* Work item: One range is to be output from the listing below, exactly as written: the line with "If we proceed, I’d" to the line with "The Perplexity base URL/model portion is", both kept.

* Material provided:
*** Block opens ***

PR #129, opened 2026-07-14
feat: Support searchModel config for openai search

gshahbazian:
So users can use gpt-5.6 to run the search


nicobailon:
Thanks for the OpenAI search-model proposal. I reviewed head `86c79aaf5238486a3b2977e942308b7554512d7a` against current main. It is not covered by current source, but I’m not merging this head as-is because the model configuration contract needs a product/API decision and it overlaps with #131.

Today `searchModel` is documented and implemented as a Gemini search override. Extending it to OpenAI/Codex raises a few decisions: whether bare Gemini IDs and provider-qualified OpenAI IDs should share one field, whether unavailable pins should hard-fail or fall back, and whether arbitrary raw `openai/<id>` values should be accepted differently from registry-backed `openai-codex/<id>` values.

If we proceed, I’d prefer an explicit provider-qualified contract with focused tests for API-key and Codex registry paths, invalid/unavailable pins, request body model selection, and auto-provider fallback behavior. We’ll preserve credit for this proposal if that design lands.

PR #131, opened 2026-07-15
Add configurable OpenAI and Perplexity gateway settings

robobryce:
## Summary
- support `OPENAI_BASE_URL` / `openaiBaseUrl` for OpenAI Responses search
- support `OPENAI_SEARCH_MODEL` / `openaiSearchModel`
- support `PERPLEXITY_BASE_URL` / `perplexityBaseUrl`
- support `PERPLEXITY_MODEL` / `perplexityModel`

## Testing
- `node --test test/gateway-base-url.test.mjs`


nicobailon:
Thanks for the gateway-config work. I reviewed head `35f229561375d9223e0bc26fa6fa9c0df924d9c0` against current main. I’m not going to merge it as-is because the OpenAI contract is ambiguous after the request-time credential/model-registry changes.

The Perplexity base URL/model portion is a clean additive idea. The OpenAI part only reliably applies to the literal API-key fallback path; normal context-resolved OpenAI/Codex auth can still choose the fixed Codex endpoint/model, which conflicts with the broad README wording. This also overlaps with #129’s `searchModel` proposal, so we should not land both model-setting designs independently.

A good next revision would define one canonical OpenAI search-model/base-url contract, cover context-auth/Codex preservation in tests, keep the Perplexity changes, add changelog credit, and document that #154-style credential sources are not automatically supported for these new fields unless intentionally added.

nicobailon:
Thanks for this config work. I reviewed it against current main after the credential-source and provider-routing changes. The Perplexity base URL/model portion still looks like a useful additive slice, but the OpenAI side needs a single canonical contract before it can land.

Current OpenAI search has both Pi/Codex registry auth and API-key auth. A normal OpenAI gateway/base URL cannot be documented as applying to Codex subscription auth unless that path is explicitly supported and tested. Please preserve the Perplexity idea for a smaller rework, and either drop the OpenAI fields for now or redesign them around provider-qualified model/base URL semantics with tests for API-key auth, Codex registry auth, unavailable model pins, request body selection, and auto fallback behavior.

nicobailon:
I did a fresh pass after the provider/security changes landed. The Perplexity model/base-URL slice still looks salvageable, but the current patch has one hard blocker: configurable OpenAI/Perplexity base URLs would send bearer credentials to arbitrary configured hosts without the SSRF/redirect validation we now require for configurable remote endpoints.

*** Block closes ***

* Solution to the exercise:
If we proceed, I’d prefer an explicit provider-qualified contract with focused tests for API-key and Codex registry paths, invalid/unavailable pins, request body model selection, and auto-provider fallback behavior. We’ll preserve credit for this proposal if that design lands.

PR #131, opened 2026-07-15
Add configurable OpenAI and Perplexity gateway settings

robobryce:
## Summary
- support `OPENAI_BASE_URL` / `openaiBaseUrl` for OpenAI Responses search
- support `OPENAI_SEARCH_MODEL` / `openaiSearchModel`
- support `PERPLEXITY_BASE_URL` / `perplexityBaseUrl`
- support `PERPLEXITY_MODEL` / `perplexityModel`

## Testing
- `node --test test/gateway-base-url.test.mjs`


nicobailon:
Thanks for the gateway-config work. I reviewed head `35f229561375d9223e0bc26fa6fa9c0df924d9c0` against current main. I’m not going to merge it as-is because the OpenAI contract is ambiguous after the request-time credential/model-registry changes.

The Perplexity base URL/model portion is a clean additive idea. The OpenAI part only reliably applies to the literal API-key fallback path; normal context-resolved OpenAI/Codex auth can still choose the fixed Codex endpoint/model, which conflicts with the broad README wording. This also overlaps with #129’s `searchModel` proposal, so we should not land both model-setting designs independently.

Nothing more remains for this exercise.